Abstract

Abstract Porcine reproductive and respiratory syndrome virus (PRRSV) is an economically-important disease and ingestion of soy isoflavones (ISF) may benefit PRRSV-infected pigs due to demonstrated anti-inflammatory and anti-viral properties. The objective of this study was to quantify long-term effects of ISF consumption on fecal microbiome characteristics under disease challenge. In total, 96 weaned barrows were group-housed in a BSL-2 containment facility and allotted to 1 of 3 experimental treatments that were maintained throughout the wean-to-finish study: non-infected pigs receiving an ISF-devoid control diet (NC, n=24), and infected pigs receiving either the control diet (PC, n=36) or that supplemented with total ISF in excess of 1,600 mg/kg (ISF, n=36) (Table 1). Following a 7-day adaptation, pigs were inoculated intranasally with either a sham-control (PBS) or live PRRSV (1×105 TCID50/mL, strain NADC20). Fecal samples were collected from 48 individual pigs at pre-infection (-2 days post-inoculation, DPI), peak-infection (10 DPI), and post-infection (144 DPI) time-points and extracted DNA was used for 16S bacterial rRNA sequencing. Differences in bacterial communities among diet groups were evaluated using UniFrac distance matrices (weighted and unweighted) in QIIME. All other data were analyzed by one-way ANOVA performed on transformed data using R. Across all time-points, only minimal differences were observed due to ISF alone. At 10 DPI, PRRSV infection reduced Prevotella 9 genera abundance from approximately 20% to less than 10%, but the specific function of this variety in pigs is unclear.
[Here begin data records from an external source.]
Issue #2266, opened 2024-09-25
JSON-RPC 0.8.0: add `starknet_getStorageProof` method


kkovaacs:
Reference: https://github.com/starkware-libs/starknet-specs/pull/227

PR #2314, opened 2024-10-16
feat(rpc): `starknet_getStorageProof`

sistemd:
Closes https://github.com/eqlabs/pathfinder/issues/2266.

### DIFF
--- a/crates/rpc/src/method/get_storage_proof.rs
+++ b/crates/rpc/src/method/get_storage_proof.rs
@@ -97,7 +97,7 @@ impl DeserializeForVersion for Input {
     }
 }
 
-/// Wrapper around [`TrieNode`] to implement [`Serialize`].
+/// Wrapper around [`TrieNode`] to implement [`SerializeForVersion`].
 #[derive(Debug, PartialEq, Eq, Hash)]
 struct ProofNode(TrieNode);
 


crates/rpc/src/method/get_storage_proof.rs
```diff
@@ -0,0 +1,784 @@
...
+            None if input.class_hashes.is_some() => return Err(Error::StorageProofNotSupported),
+            None => Felt::default(),
+            Some(hash) => hash,
+        };
+
+        let classes_proof = if let Some(class_hashes) = input.class_hashes {
+            let mut proofs = vec![];
+            for class_hash in class_hashes {
+                let proof =
+                    ClassCommitmentTree::get_proof(&tx, header.number, class_hash, class_root_idx)
```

The most notable finding was decreased relative abundance of Actinobacteria at 144 DPI between non-infected and infected treatments (P < 0.05), which is consistent with various dysbioses observed in other disease models. Our findings indicate that differences present were mainly due to PRRSV infection and not strongly influenced by ISF ingestion, which implies previously observed performance benefits conferred by dietary ISF are not likely due to changes in microbiome composition.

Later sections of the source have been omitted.